In Manila, officials of manning agency Magsaysay Maritime Corp. held a dialogue with relatives.
“They could give very little answers and showed anger at social media leaks about workers’ complaints,” said one family member.
The company also ushered out journalists and an officer of a migrants’ advocacy group who tried to attend the meeting.
A statement from the migrants’ group Migrante hailed the crew, saying they had way above their jobs in providing service to stricken passengers.
“It is time for you to demand your due,” read the letter, which has been passed along to crew.
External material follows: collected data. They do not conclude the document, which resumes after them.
PR #5785, opened 2024-07-23
Fix handling of detached bundles

kostko:
* go/runtime: Automatically enable all configured detached components
* go/runtime/bundle: Use manifest hash at bundle load time

### DIFF
--- a/go/runtime/bundle/bundle.go
+++ b/go/runtime/bundle/bundle.go
@@ -22,6 +22,9 @@ import (
 type Bundle struct {
 	Manifest *Manifest
 	Data     map[string][]byte
+
+	// manifestHash is the original manifest hash of the bundle at time the bundle was loaded.
+	manifestHash hash.Hash
 }
 
 // Validate validates the runtime bundle for well-formedness.
@@ -277,6 +280,9 @@ func (bnd *Bundle) Write(fn string) error {
 		return fmt.Errorf("runtime/bundle: failed to write bundle: %w", err)
 	}
 
+	// Update the manifest hash.
+	bnd.manifestHash = bnd.Manifest.Hash()
+
 	return nil
 }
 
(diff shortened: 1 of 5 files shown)


go/runtime/bundle/bundle.go
```diff
@@ -277,6 +280,9 @@ func (bnd *Bundle) Write(fn string) error {
 		return fmt.Errorf("runtime/bundle: failed to write bundle: %w", err)
 	}
 
+	// Update the manifest hash.
+	bnd.manifestHash = bnd.Manifest.Hash()
```
peternose, line 284: Feels like this does not belong here. Should this be moved to `Add`, where we update the manifest?

go/runtime/config/config_test.go
```diff
@@ -0,0 +1,56 @@
...
+			{
+				ID:       component.ID{Kind: component.ROFL, Name: "foo-test"},
+				Disabled: false,
+			},
+		},
+	}
+
+	compCfg, ok := cfg.GetComponent(component.ID{Kind: component.ROFL, Name: "foo-test"})
+	require.True(ok)
+	require.EqualValues(compCfg.ID.Kind, component.ROFL)
```
peternose, line 26: Any special reason why you didn't use just `Equal`? :thinking:

peternose (approved):

go/runtime/bundle/bundle.go
kostko: Hm. My thinking is that `manifestHash` should equal the hash of the manifest that is _written on disk_. Until `Write` is called nothing is written on disk so the hash should not be updated.

go/runtime/config/config_test.go
kostko: Habit :) In this case it would work as well.

go/runtime/bundle/bundle.go
peternose: Doesn't this contradicts the comment?
> manifestHash is the original manifest hash of the bundle at time the bundle was loaded.

I would expect that manifest hash is consistent with manifest in the bundle (in memory).

kostko: No, the entire point is to _not_ be what is in memory as that can be modified (and you can always get the in-memory hash using `bnd.Manifest.Hash()`). The only place where this private `manifestHash` is used is the computation of exploded bundle paths.

peternose (approved):

PR #5790, opened 2024-07-25
go/registry: Deprecate enable key manager CHURP flag

peternose:
Apply changes from:
- #5573

### DIFF
--- a/go/consensus/cometbft/apps/keymanager/churp/ext.go
+++ b/go/consensus/cometbft/apps/keymanager/churp/ext.go
@@ -7,7 +7,6 @@ import (
 	"github.com/oasisprotocol/oasis-core/go/consensus/api"
 	"github.com/oasisprotocol/oasis-core/go/consensus/api/transaction"
 	tmapi "github.com/oasisprotocol/oasis-core/go/consensus/cometbft/api"
-	registryState "github.com/oasisprotocol/oasis-core/go/consensus/cometbft/apps/registry/state"
 	"github.com/oasisprotocol/oasis-core/go/keymanager/churp"
 )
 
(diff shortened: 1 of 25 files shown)


go/consensus/cometbft/apps/keymanager/churp/ext.go
```diff
@@ -38,10 +37,6 @@ func (ext *churpExt) OnRegister(state tmapi.ApplicationState, _ tmapi.MessageDis
 
 // ExecuteTx implements api.Extension.
 func (ext *churpExt) ExecuteTx(ctx *tmapi.Context, tx *transaction.Transaction) error {
-	if enabled, err := ext.enabled(ctx); err != nil || !enabled {
```
kostko, line 41: I assume the only reason why this doesn't break sync from genesis is because there were no such transaction submitted? Can you make sure sync from genesis works with this change?

peternose: > I assume the only reason why this doesn't break sync from genesis is because there were no such transaction included in blocks on either Testnet or Mainnet (due to failing tx checks)?

Yes, I assumed that there were no CHURP transactions in the consensus before the 24.0 release. But how could there be? Validators should prepare and accept blocks only with valid transactions, and the execution of CHURP transactions failed because CHURP was not enabled.

> Can you make sure sync from genesis works with this change (on both networks)?

Okay, I will test the sync and see how it goes.

peternose: >  Can you make sure sync from genesis works with this change (on both networks)?

Tested Mainnet and Testnet. In both cases client synced successfully.

kostko (approved):

PR #5813, opened 2024-08-13
go/runtime: Add timeout for HostSubmitTx from ROFL apps

kostko:


go/worker/client/committee/node.go
```diff
@@ -107,11 +112,21 @@ func (n *Node) SubmitTx(ctx context.Context, tx []byte) (<-chan *api.SubmitTxRes
...
 	ch := make(chan *api.SubmitTxResult, 1)
-	n.txCh.In() <- &pendingTx{
-		txHash: hash.NewFromBytes(tx),
+	n.txCh.In() <- &wantTx{
+		txHash: txHash,
 		ch:     ch,
 	}
+	// If the context expires, make sure that we are no longer watching the transaction as otherwise
+	// it could get stuck in there forever.
+	context.AfterFunc(ctx, func() {
```
peternose, line 123: I think you have a leak here, if the caller never cancels the `ctx`, as every call creates a new go-routine. And I think you cannot expect the caller to do that.

For example, things will work fine if the caller creates a new `ctx` with timeout, but in the code above, where you use `SubmitTxNoWait`, the `ctx` might be global and canceled when the app finishes.

go/runtime/registry/host_rofl.go
```diff
@@ -181,7 +184,10 @@ func (rh *roflHostHandler) handleHostSubmitTx(
 	switch rq.Wait {
 	case true:
 		// We need to wait for transaction inclusion.
-		rsp, err := rh.client.SubmitTxMeta(ctx, submitRq)
+		submitTxCtx, cancel := context.WithTimeout(ctx, roflSubmitTxTimeout)
```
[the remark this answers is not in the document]
kostko: The caller (e.g. ROFL app itself) should do its own timeout (and it does now, I'll post a PR soon after confirming issues are fixed). This timeout is just so that in case the app doesn't, it still times out.

go/worker/client/committee/node.go
kostko: That is true, but contexts should be cancelled. You are right about each RHP handler not having its own context, this is actually a bug that could cause other resources to leak as well so I'll push a fix here.

kostko: > And I think you cannot expect the caller to do that.

If the caller doesn't signal when it is done, then it is impossible to know when to cancel the wait. Another option would be to return some sort of "subscription" instead of the channel and then ask the caller to call something like `Close` on the subscription when done.

kostko: Added a documentation comment explaining this behavior for callers and pushed some other fixes to ensure contexts get canceled.

peternose: > Of course if the caller doesn't cancel the context then why would it call `Close`? :)

A caller could call this function with `context.Background()` or `context.TODO()`, so you cannot be sure that he will cancel the context. However, if a method returns `stop()`, `close()` or `unsubscribe()`, the caller should call these methods to release resources. 

I prefer that `ctx.cancel()` is used to signal that the work associated with the context should be stopped, and `close()`  when you have a custom cleanup. See for example `AfterFunc`, it returns `stop` instead of relying on `ctx.cancel()`.

peternose: I guess you could solve this problem by separating no wait and wait submission, and use that in the `service`. But I didn't give it much thought.

kostko: The new version mentions this in the function documentation.

peternose (approved):

go/worker/client/committee/node.go
kostko: Pushed a refactored version that returns a subscription with an explicit `Stop`, please take another look.

peternose (approved):

PR #5818, opened 2024-08-19
[BACKPORT/24.1.x] Multiple backports for 24.1.1

kostko:
Backports the following:
* #5785
* #5804 
* #5813


peternose (approved):
Do we need to backport? Why not just releasing unbreaking release 24.2?

kostko:
> Why not just releasing unbreaking release 24.2

Sure, we could do that as well. I would actually like 24.2 more. Let's do it that way.

Issue #5780, opened 2024-07-18
Support bundle components without ELF binary


kostko:
Currently the assumption is that each bundle component always includes an ELF binary. This should not be required (e.g. it doesn't make sense for ROFL apps) and it may also not be always possible in the future (e.g. for Intel TDX). It should also make the runtime provisioner default to the TEE environment to simplify configuration.

PR #5825, opened 2024-08-23
oasis-test-runner: Fix sgx-only fixture

matevz:
Fixes oasis-test-runner and oasis-net-runner crashes in case you want to use SGX binary without elf.

### DIFF
--- a/go/oasis-test-runner/oasis/runtime.go
+++ b/go/oasis-test-runner/oasis/runtime.go
@@ -270,19 +270,21 @@ func (rt *Runtime) toRuntimeBundle(deploymentIndex int) (*bundle.Bundle, error) 
 		elfBin := fmt.Sprintf("component-%d-%s.elf", i, compCfg.Kind)
 		sgxBin := fmt.Sprintf("component-%d-%s.sgx", i, compCfg.Kind)
 
-		binBuf, err := os.ReadFile(compCfg.Binaries[node.TEEHardwareInvalid])
-		if err != nil {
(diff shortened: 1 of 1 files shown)


go/oasis-test-runner/oasis/runtime.go
```diff
@@ -270,19 +270,21 @@ func (rt *Runtime) toRuntimeBundle(deploymentIndex int) (*bundle.Bundle, error)
...
-			return nil, fmt.Errorf("oasis/runtime: failed to read ELF binary: %w", err)
-		}
-		_ = bnd.Add(elfBin, binBuf)
-
 		comp := &bundle.Component{
 			Kind:       compCfg.Kind,
 			Executable: elfBin,
 		}
+		
+		if rt.teeHardware == node.TEEHardwareInvalid {
```
kostko, line 278: Change to a switch statement.

go/oasis-test-runner/oasis/runtime.go
```diff
@@ -270,19 +270,21 @@ func (rt *Runtime) toRuntimeBundle(deploymentIndex int) (*bundle.Bundle, error)
 		elfBin := fmt.Sprintf("component-%d-%s.elf", i, compCfg.Kind)
 		sgxBin := fmt.Sprintf("component-%d-%s.sgx", i, compCfg.Kind)
 
-		binBuf, err := os.ReadFile(compCfg.Binaries[node.TEEHardwareInvalid])
```
kostko, line 273: I don't think bundles without the ELF part are currently supported (see #5780).

matevz:
SGX binaries without ELF are not supported. Closing.

PR #5836, opened 2024-08-27
buildkite: Enable debug assertions in runtimes

peternose:
Tested `debug_assert` in https://buildkite.com/oasisprotocol/oasis-core-ci/builds/14000.

### DIFF
--- a/.buildkite/code.pipeline.yml
+++ b/.buildkite/code.pipeline.yml
@@ -158,6 +158,8 @@ steps:
       # Upload the built artifacts.
       - cd /var/tmp/artifacts/default/release
       - buildkite-agent artifact upload oasis-core-runtime-loader
+    env:
+      RUSTFLAGS: "-C debug-assertions=yes"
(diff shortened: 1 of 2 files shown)


.buildkite/code.pipeline.yml
```diff
@@ -196,6 +198,8 @@ steps:
       - mv simple-keyvalue simple-keyvalue.mocksgx
       - buildkite-agent artifact upload simple-keymanager.mocksgx
       - buildkite-agent artifact upload simple-keyvalue.mocksgx
+    env:
+      RUSTFLAGS: "-C target-feature=+aes,+ssse3 -C debug-assertions=yes"
```
peternose, line 202: Could also modify flags with `export`, not sure what is better.

peternose:
> I assume there is no noticable performance impact?

I didn't notice anything. SGX tests still run from 8-12min, one 18min, which is the same as before.

PR #5838, opened 2024-08-28
go/runtime: Support bundle components without ELF binary

### LINKED ISSUE #5780: Support bundle components without ELF binary

kostko:
Fixes #5780

### DIFF
--- a/go/runtime/registry/config.go
+++ b/go/runtime/registry/config.go
@@ -102,7 +102,62 @@ func newConfig( //nolint: gocyclo
 
 	// Check if any runtimes are configured to be hosted.
 	if haveSetRuntimes || (cmdFlags.DebugDontBlameOasis() && viper.IsSet(CfgDebugMockIDs)) {
+		// By default start with the environment specified in configuration.
 		runtimeEnv := config.GlobalConfig.Runtime.Environment
+
+		// Preprocess runtimes to separate detached from non-detached.
+		type nameKey struct {
+			runtime common.Namespace
+			comp    component.ID
+		}
+
+		var (
+			regularBundles []*bundle.Bundle
+			err            error
+		)
+		detachedBundles := make(map[common.Namespace][]*bundle.Bundle)
+		existingNames := make(map[nameKey]struct{})
+		for _, path := range config.GlobalConfig.Runtime.Paths {
+			var bnd *bundle.Bundle
+			if bnd, err = bundle.Open(path); err != nil {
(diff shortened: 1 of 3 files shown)


go/runtime/registry/config.go
```diff
@@ -102,7 +102,62 @@ func newConfig( //nolint: gocyclo
...
+			switch bnd.Manifest.IsDetached() {
+			case false:
+				// A regular non-detached bundle that has the RONL component.
+				regularBundles = append(regularBundles, bnd)
+			case true:
+				// A detached bundle without the RONL component that needs to be attached.
+				detachedBundles[bnd.Manifest.ID] = append(detachedBundles[bnd.Manifest.ID], bnd)
+
+				// Ensure there are no name conflicts among the components.
+				for compID := range bnd.Manifest.GetAvailableComponents() {
```
peternose, line 140: I forgot why was this not moved outside of the `switch`, to also check that we have only one RONL component for runtime and to also take into account components from non-detached bundles? :thinking:

peternose (approved):

go/runtime/registry/config.go
kostko: Inside the same bundle this is already checked, so this is only needed when you have detached bundles. Unless I'm missing something.

kostko: > Can a non-detached bundle (the one which contains RONL) also contain components

Yes.

> and do we need to compare them against detached for duplicates

Components in the RONL bundle currently override any components from detached bundles, see below:
```rust
// Skip components that already exist in the bundle itself.
if bnd.Manifest.GetComponentByID(detachedComp.ID()) != nil {
	continue
}
```

> Could you have 2 non-detached bundles with the same RONL, do we capture this?

Yes, you can have multiple bundles but they need to be for different versions. If they are for the same version this is an error captured below:
```rust
if _, ok := rh.Runtimes[id][bnd.Manifest.Version]; ok {
	return nil, fmt.Errorf("duplicate runtime '%s' version '%s'", id, bnd.Manifest.Version)
}
```

peternose: OK, than everything works as expected.

PR #5847, opened 2024-09-10
secret-sharing/src/churp: Separate handoff kinds

peternose:
Trying to simply the code by removing `if` conditions for handoff kind in `Handoff` methods.

### DIFF
--- a/keymanager/src/churp/handler.rs
+++ b/keymanager/src/churp/handler.rs
@@ -33,7 +33,10 @@ use oasis_core_runtime::{
 };
 
 use secret_sharing::{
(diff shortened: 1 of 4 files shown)


keymanager/src/churp/handler.rs
```diff
@@ -114,7 +117,7 @@ struct HandoffInfo<G: Group + GroupEncoding> {
     /// The handoff epoch.
     epoch: EpochTime,
     /// The handoff associated with this information.
-    handoff: Arc<Handoff<G>>,
+    handoff: Arc<Box<dyn Handoff<G> + Send + Sync>>,
```
kostko, line 120: You could change the `Handoff` trait to be `: Send + Sync`.

kostko (approved):

PR #5852, opened 2024-09-13
keymanager: Add mock trusted signers for debug mock SGX builds

kostko:
Useful after #5851 to allow configuring the set of mock trusted signers used by net runner.

### DIFF
--- a/keymanager/src/policy/signers.rs
+++ b/keymanager/src/policy/signers.rs
@@ -18,6 +18,38 @@ pub struct TrustedSigners {
     pub threshold: u64,
 }
 
+#[cfg(feature = "debug-mock-sgx")]
+impl TrustedSigners {
+    /// An UNSAFE set of trusted signers using well-known debug keys.
+    pub fn unsafe_mock() -> Self {
+        use oasis_core_runtime::{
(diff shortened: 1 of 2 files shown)


keymanager/src/policy/signers.rs
```diff
@@ -18,6 +18,38 @@ pub struct TrustedSigners {
     pub threshold: u64,
 }
 
+#[cfg(feature = "debug-mock-sgx")]
+impl TrustedSigners {
+    /// An UNSAFE set of trusted signers using well-known debug keys.
+    pub fn mock() -> Self {
```
peternose, line 24:
```suggestion
    pub fn unsafe_mock() -> Self {
```
If you want to emphasize unsafe.

peternose (commented):
Can we remove `trusted_signers()`?

kostko:
> Can we remove trusted_signers()?

In the `simple-keymanager` test runtime? That one doesn't always use the debug-mock-sgx feature though, so the question then is whether exposing this unsafe function is ok.

keymanager/src/policy/signers.rs
kostko: Changed.

peternose (approved):
Looks good then.

PR #5854, opened 2024-09-17
Bump Go to 1.23.1

### LINKED ISSUE #5826: Bump Go to 1.23.2
[Go 1.23 has been released](https://go.dev/doc/go1.23) so we should make sure to update to the latest version.

jberci:
Closes #5826


kostko:
We should probably wait for https://github.com/golang/go/issues/69312 to get fixed in 1.23.x as it impacts libp2p.

peternose:
> as it impacts libp2p.

How did you figure this out? Was it due to failed tests, or are you tracking issues of all our dependencies? :thinking:

kostko:
Yeah, I'm tracking issues and changelogs of some of our key dependencies :)

kostko:
Looks like the issue has been fixed in Go 1.23.2.

go/common/args.go
```diff
@@ -17,8 +17,8 @@ func TrimArgs(osArgs []string) []string {
 
 	for i, w := range osArgs {
 		if w == argSeparator {
-			return append([]string{osArgs[0]}, osArgs[i+1:]...)
+			return append([]string{osArgs[0]}, osArgs[i+1:]...) //nolint:gosec // false G602 out of range
 		}
 	}
-	return osArgs[0:1]
+	return osArgs[0:1] //nolint:gosec // false G602 out of range
```
peternose, line 23: Could also change the code.

```go
func TrimArgs(osArgs []string) []string {
	if len(osArgs) == 0 {
		panic("TrimArgs called with an empty argument list")
	}

	args := []string{osArgs[0]}

	for i, w := range osArgs {
		if w == argSeparator {
			return append(args, osArgs[i+1:]...)
		}
	}

	return args
}
```

jberci: Yup, seems to work... O_o

kostko (approved):

Issue #5766, opened 2024-07-09
Support concurrent key manager client requests


peternose:
Currently, the key manager client cannot make concurrent RPC requests because peer feedback is tied to the last request.

PR #5863, opened 2024-09-24
keymanager/src/client: Fetch churp key shares concurrently

peternose:
Peer feedback, which should not work anymore when fetching key shares, will be fixed in another PR.

### DIFF
--- a/keymanager/src/client/remote.rs
+++ b/keymanager/src/client/remote.rs
@@ -9,6 +9,7 @@ use std::{
 
 use anyhow::anyhow;
 use async_trait::async_trait;
+use futures::stream::{FuturesUnordered, StreamExt};
 use group::GroupEncoding;
 use lru::LruCache;
 use rand::{prelude::SliceRandom, rngs::OsRng};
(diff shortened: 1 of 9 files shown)


keymanager/src/client/remote.rs
```diff
@@ -244,33 +245,46 @@ impl RemoteClient {
...
+                        KeyShareRequest {
+                            id: status.id,
+                            runtime_id: status.runtime_id,
+                            epoch: status.handoff,
+                            key_runtime_id: self.runtime_id,
+                            key_id,
+                        },
+                        vec![node_id],
+                    )
+                    .await
```
kostko, line 277: This seems like it is awaiting for the call the complete before proceeding? The `into_result_with_feedback` should be done further below after the call future resolves.

kostko (commented):
> Peer feedback, which should not work anymore when fetching key shares, will be fixed in another PR.

Does it make sense to open a new issue?

peternose:
> Does it make sense to open a new issue?

No, as this should be fixed in https://github.com/oasisprotocol/oasis-core/issues/5766.

kostko (approved):

PR #6044, opened 2025-02-07
go/runtime/bundle: Don't abort when some manifests cannot be loaded

kostko:
When upgrading from earlier versions the exploded bundle directory may contain non-bundle subdirectories which should not cause the loader to fail.


peternose (approved):
This solves the problem, but the folder structure will remain invalid indefinitely. If any abnormalities occur, the cached folder should be completely wiped. Maybe we do that in another task.

kostko:
Removing unknown stuff without letting the user know is always somewhat dangerous as the data could be useful. Maybe it is ok in this case since the whole directory is a cache, but let's defer this to another PR.

PR #6055, opened 2025-02-11
Hacky benchmark of history reindex

martintomazic:
Hacky Bench-marking only:

# Warning
Ignore code quality etc, this is benchmark only. Corner case logic is also probably off sometimes, logs are also often just copied.

```bash
 prune:
        strategy: none
```
batching has minor bug if you are doing prunning.

# How to benchmark
Change: 
* `writeWorkers` if you want to write in parallel
* `batchSize` if you want to batch`
* `readWorkers` if withing a batch processing you want to fetch consensus blocks and data in parallel.

** `writeWorkers=1` + `batchSize=1` should give you same benchmark as is on the `main`.** 

grepping for `history reindex0` should output relevant logs.

### DIFF
--- a/.changelog/5738.feature.md
+++ b/.changelog/5738.feature.md
@@ -1,0 +1,4 @@
+go/roothahs: Optimize runtime history reindex
+
+During runtime history reindex, we batch 1000 writes at the same time,
+resulting in 2x speed-up of history reindex.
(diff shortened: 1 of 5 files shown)


martintomazic:
Closing with #5738.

“You are owed clear, timely information on comprehensive protection plans and the government and your employers should commence the swiftest, non-discriminatory medical measures,” it added.
Migrante backed the call to bring home all workers remaining on the vessel, saying the government should allot dedicated flights with medical teams.
The families of at least four workers told LiCAS.news they would explore demands for additional compensation from employers.
“There should be accountability for exposing crew to unhealthy protocol even when ‘reforms’ were underway for paying passengers,” said the wife of one crew.
A daughter of a veteran Carnival worker said the Filipino workers’ resiliency “was abused since the beginning of the quarantine period.”
Citing a note from a passenger calling crew “heroes,” the daughter said, “I don’t want to hear the word while they are not given attention when there’s an emergency situation like this.”